Provided records ▸
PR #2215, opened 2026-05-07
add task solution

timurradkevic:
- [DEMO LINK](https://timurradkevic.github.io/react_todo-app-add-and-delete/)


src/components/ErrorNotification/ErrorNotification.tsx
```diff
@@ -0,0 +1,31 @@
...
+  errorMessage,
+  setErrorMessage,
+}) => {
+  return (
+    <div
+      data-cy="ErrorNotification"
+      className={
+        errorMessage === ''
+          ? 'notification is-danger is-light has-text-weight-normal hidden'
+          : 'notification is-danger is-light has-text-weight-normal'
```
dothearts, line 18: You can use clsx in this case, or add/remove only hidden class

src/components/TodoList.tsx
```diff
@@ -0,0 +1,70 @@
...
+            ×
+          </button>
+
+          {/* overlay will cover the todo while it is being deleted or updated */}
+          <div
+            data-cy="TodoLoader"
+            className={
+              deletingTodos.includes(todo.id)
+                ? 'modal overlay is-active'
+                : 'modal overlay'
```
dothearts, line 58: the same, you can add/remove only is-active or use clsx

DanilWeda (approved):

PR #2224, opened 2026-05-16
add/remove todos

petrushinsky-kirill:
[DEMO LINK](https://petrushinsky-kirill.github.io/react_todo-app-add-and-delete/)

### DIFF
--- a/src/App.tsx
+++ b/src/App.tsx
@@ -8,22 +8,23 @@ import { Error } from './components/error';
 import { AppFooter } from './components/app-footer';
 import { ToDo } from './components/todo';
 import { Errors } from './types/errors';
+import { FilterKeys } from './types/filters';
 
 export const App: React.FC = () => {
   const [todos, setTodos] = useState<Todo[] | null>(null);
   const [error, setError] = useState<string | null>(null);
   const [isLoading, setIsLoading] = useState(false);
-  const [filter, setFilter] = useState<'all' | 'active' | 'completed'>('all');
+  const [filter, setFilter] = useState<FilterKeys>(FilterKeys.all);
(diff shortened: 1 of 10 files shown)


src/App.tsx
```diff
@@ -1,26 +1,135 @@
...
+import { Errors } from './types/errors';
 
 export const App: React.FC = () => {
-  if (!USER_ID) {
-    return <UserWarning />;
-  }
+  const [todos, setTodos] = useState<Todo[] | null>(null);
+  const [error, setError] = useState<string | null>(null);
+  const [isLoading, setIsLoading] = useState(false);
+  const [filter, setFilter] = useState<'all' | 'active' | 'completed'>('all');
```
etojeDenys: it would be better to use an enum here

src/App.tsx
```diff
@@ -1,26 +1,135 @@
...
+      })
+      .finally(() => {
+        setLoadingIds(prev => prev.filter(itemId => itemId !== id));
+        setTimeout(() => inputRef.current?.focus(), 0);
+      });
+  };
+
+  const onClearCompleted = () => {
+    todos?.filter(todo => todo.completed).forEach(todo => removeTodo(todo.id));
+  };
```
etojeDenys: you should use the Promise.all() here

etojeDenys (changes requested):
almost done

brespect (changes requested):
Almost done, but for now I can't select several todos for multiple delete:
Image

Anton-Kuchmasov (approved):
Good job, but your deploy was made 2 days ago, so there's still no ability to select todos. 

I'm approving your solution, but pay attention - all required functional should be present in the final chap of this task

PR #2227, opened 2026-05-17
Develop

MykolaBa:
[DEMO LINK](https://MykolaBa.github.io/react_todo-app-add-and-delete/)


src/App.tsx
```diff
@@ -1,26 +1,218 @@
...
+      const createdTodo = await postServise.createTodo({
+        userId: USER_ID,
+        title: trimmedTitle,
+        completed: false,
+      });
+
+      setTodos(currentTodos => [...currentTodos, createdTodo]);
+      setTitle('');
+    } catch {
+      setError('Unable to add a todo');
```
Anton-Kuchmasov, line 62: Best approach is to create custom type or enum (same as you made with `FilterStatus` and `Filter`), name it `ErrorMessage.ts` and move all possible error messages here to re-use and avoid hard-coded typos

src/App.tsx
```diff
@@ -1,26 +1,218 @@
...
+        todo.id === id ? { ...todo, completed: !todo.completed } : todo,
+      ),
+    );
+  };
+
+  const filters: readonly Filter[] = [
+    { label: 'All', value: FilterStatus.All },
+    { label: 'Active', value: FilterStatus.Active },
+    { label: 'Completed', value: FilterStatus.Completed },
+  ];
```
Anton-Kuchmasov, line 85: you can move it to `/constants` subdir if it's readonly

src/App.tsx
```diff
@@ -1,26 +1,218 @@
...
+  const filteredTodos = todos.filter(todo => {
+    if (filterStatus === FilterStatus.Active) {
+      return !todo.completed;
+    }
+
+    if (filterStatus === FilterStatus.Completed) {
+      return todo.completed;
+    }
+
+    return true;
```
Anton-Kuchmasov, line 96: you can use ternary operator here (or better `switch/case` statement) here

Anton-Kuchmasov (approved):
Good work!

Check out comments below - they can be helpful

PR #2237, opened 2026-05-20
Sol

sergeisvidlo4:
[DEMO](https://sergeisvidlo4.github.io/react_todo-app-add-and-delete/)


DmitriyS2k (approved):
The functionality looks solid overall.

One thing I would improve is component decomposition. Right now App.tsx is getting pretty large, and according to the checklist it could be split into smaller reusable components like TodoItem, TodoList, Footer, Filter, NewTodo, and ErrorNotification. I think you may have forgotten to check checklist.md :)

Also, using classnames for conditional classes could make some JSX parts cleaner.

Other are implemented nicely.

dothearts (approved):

Action item ▸ Extract each line from the listing that holds the word "danger".

Exercise answer ▸
+          ? 'notification is-danger is-light has-text-weight-normal hidden'
+          : 'notification is-danger is-light has-text-weight-normal'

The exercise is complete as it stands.